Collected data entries
------------
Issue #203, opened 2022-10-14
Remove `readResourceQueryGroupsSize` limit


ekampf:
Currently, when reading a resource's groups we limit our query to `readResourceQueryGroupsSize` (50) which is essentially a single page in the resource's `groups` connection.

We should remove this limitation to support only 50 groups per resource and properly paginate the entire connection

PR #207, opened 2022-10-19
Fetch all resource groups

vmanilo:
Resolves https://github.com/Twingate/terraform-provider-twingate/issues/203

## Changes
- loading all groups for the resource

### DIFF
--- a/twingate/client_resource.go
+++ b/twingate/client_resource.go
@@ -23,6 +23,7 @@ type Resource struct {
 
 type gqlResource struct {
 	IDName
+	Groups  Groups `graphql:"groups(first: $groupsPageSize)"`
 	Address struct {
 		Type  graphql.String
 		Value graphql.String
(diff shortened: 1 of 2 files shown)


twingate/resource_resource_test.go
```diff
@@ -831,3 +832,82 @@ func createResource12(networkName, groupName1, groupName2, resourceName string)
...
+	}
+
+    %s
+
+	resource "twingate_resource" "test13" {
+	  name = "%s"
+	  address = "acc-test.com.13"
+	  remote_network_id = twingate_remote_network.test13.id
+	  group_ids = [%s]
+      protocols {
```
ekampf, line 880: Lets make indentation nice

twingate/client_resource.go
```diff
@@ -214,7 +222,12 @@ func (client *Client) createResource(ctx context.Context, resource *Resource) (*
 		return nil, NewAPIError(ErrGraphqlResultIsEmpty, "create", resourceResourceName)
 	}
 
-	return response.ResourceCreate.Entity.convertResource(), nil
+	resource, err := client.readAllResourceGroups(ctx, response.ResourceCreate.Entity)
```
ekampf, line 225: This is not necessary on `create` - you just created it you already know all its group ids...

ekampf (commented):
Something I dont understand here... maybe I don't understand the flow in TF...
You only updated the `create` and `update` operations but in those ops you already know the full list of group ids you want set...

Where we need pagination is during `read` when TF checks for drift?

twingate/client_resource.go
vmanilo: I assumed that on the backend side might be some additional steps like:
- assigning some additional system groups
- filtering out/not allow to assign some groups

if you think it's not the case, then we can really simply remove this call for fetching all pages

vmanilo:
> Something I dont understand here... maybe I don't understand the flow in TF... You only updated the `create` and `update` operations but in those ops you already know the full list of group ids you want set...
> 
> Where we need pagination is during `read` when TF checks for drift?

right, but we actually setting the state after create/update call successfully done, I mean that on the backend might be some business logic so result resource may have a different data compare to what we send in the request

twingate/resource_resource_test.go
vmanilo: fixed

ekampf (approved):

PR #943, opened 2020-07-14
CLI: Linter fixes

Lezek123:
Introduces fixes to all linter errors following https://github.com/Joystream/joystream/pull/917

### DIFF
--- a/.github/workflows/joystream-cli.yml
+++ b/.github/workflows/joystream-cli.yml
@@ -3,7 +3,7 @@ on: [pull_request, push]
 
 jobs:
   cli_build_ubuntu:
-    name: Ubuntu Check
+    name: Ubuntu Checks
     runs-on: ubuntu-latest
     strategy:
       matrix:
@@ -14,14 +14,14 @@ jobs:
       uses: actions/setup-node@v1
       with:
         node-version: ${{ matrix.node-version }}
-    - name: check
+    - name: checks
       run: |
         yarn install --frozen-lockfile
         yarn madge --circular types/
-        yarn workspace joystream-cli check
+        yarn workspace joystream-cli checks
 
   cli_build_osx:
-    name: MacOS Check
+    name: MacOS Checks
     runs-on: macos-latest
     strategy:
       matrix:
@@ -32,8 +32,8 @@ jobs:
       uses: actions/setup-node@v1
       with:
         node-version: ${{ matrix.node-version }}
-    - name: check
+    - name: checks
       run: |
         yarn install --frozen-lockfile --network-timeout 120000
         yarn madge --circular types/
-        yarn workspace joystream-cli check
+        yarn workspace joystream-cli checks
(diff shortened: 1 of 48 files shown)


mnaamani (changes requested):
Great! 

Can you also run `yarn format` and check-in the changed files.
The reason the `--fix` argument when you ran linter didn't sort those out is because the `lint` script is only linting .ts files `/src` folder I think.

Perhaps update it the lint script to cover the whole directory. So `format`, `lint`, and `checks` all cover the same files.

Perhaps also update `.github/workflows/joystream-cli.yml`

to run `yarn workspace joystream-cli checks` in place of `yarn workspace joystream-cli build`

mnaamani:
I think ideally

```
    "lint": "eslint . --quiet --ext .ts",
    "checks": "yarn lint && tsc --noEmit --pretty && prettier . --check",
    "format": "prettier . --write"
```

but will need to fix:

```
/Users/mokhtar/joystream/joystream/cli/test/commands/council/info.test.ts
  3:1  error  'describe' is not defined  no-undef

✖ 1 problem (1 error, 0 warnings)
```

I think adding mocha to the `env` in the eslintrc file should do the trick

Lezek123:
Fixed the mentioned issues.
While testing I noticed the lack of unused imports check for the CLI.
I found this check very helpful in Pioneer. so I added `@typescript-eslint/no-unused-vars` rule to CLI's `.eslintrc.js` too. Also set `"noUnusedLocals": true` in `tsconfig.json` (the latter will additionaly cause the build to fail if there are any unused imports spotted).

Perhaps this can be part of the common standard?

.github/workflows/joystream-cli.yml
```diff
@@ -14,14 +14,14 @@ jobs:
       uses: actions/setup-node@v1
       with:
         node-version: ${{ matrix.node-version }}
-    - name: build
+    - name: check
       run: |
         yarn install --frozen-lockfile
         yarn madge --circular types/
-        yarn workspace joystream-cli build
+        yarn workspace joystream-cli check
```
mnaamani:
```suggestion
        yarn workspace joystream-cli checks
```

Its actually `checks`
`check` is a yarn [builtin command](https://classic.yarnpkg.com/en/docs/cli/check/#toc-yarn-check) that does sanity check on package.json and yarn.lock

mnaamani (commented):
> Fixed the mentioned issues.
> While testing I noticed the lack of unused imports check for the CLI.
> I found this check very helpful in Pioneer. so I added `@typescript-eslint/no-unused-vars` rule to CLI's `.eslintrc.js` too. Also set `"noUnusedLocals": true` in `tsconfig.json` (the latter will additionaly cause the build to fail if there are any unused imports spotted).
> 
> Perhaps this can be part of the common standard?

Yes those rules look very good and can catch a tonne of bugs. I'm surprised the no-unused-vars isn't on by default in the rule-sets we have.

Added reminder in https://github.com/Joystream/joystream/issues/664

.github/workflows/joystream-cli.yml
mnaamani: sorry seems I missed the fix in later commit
------------
*Exercise requirements:* Where the string "that" occurs in the data, return the whole line.

*Your solution:*
vmanilo: I assumed that on the backend side might be some additional steps like:
right, but we actually setting the state after create/update call successfully done, I mean that on the backend might be some business logic so result resource may have a different data compare to what we send in the request
`check` is a yarn [builtin command](https://classic.yarnpkg.com/en/docs/cli/check/#toc-yarn-check) that does sanity check on package.json and yarn.lock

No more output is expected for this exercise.